For Rivero and journalists who smuggled their missives abroad, it was their insistence on writing what they saw and felt that put them in jail. That fidelity to the truth could now kill them. Rivero and journalist Oscar Espinosa Chepe, 62, are both ill, their families tell visitors. Rivero, who has lost much weight, has circulatory problems, and Espinosa suffers from a worsening liver disease.

Castro must realize that even if he relents and sets Rivero and others free, they are likely to stay. Rivero has long understood that Castro may be the Father of the Cuban Revolution, but that the revolution's children are increasingly restive. Castro can deny their simple truths like a Cuban King Lear, but Rivero and others persist. They witness. They write.

Rivero made his decision to go beyond the revolution's definition of journalism in 1989, when he broke from the writer's union and joined with nearly a dozen other intellectuals to sign an open letter raising the issue of political prisoners.

With the children of the revolution no longer obeying, Castro punished them. So, one-by-one, many left. But Rivero stayed. Still others-including the economist Martha Beatriz Roque and Dr. Oscar Elías Biscet, who are now in jail with Rivero-continued their peaceful opposition.

Rivero formed an independent news service and under the noses-and watchful eyes-of the authorities, sent his work abroad. In one 1998 column, he wrote about journalists jailed for operating independently and lamented an internal press "totally devoid of meaning." In another article, he wrote that no one could make him feel like a criminal: "I am merely a man who writes; one who writes in the country where I was born."
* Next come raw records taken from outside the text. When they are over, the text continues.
PR #378, opened 2016-08-11
CommandHandler: don't handle commands meant to other bots

### LINKED ISSUE #319: Bot is responding to commands for other bots in group chats when privacy option is turned off
### Steps to reproduce
1. Get a bot, turn off privacy option in `@botfather`, and drag it in a group with other bots (which should respond to `/start` command in a group).
2. Set up the bot with the following code:

``` python
import telegram, telegram.ext
tb = telegram.ext.Updater("TOKEN")
def a(bot, update):
    bot.sendMessage(update.message.chat_id, "responding to /start cmd")

tb.dispatcher.add_handler(telegram.ext.CommandHandler("start", b))
tb.start_polling()
```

Over the years, the authorities picked up Rivero, questioned him, harassed him, and tried to nudge him off the island, where he would presumably disappear into the black hole of Miami's exile community. But Rivero was too smart. He stayed, calling himself an "inixile." Others did, too.

When I visited Cuba in 2001 with a group of students reporting on the island, one of them, Ezequiel Minaya, spent his days talking to Rivero and other writers. Many of Rivero's old friends feared that talking to the poet would endanger them, and he appeared lonely. My student asked why Rivero stayed and he replied with the mantra he lived: "Why should I leave, this is my country."

For years, Castro has blamed any internal problems on a draconian US trade embargo. But writers like Rivero and his fellow political prisoners, as well as those dissidents who are not in jail, refuse to let Castro off so easily.

They don't want to leave Cuba; they want to redefine it. More than 30,000 Cubans signed the Varela petition requesting a referendum on basic rights. The international community is listening, and the arrests and detentions have only made them pay more attention.

The American left, long silent on Cuba, has cleared its throat. In mid-September the pressure continued to build. The European Parliament condemned Cuba's human rights violations and demanded that Rivero and other prisoners be released. Earlier, the European Union agreed new sanctions against Cuba's government, enraging Castro. The Cuban Conference of Bishops followed by demanding clemency for the prisoners.

Jailed or freed, Rivero will not go away. In 2000, he wrote about a poetry contest in Cuba run by the dissident group Reflection. It was clear from the entries that Castro was failing to control his island's imagination. Rivero must still take pleasure in the poem by Nestor Leliebre Camue, a native of Santiago de Cuba.

"Don't plunge into the sea

for the love of God.

Wait. A fascinating brightness

Is rising from the land."

To end here, however, would fail Rivero. Cubans are known for managing humor in the worst situations. I imagine that Rivero would want to end with a diary entry smuggled out by his fellow journalist and prison mate Manuel Vázquez Portal. The Vázquez diary is posted on the web site for the Committee to Protect Journalists:

"Now, like T.S. Eliot, I can say, 'April is the cruelest month.' April 4 is a bad day for me. On April 4, my mother gave me 18 knocks on the head for joining the Young Pioneers (the communist youth organization) without her permission. This last April 4, they gave me 18 years for writing without permission. The first time I was a child, this second I'm an old man. It seems repression does not work; either that or I'm very stubborn."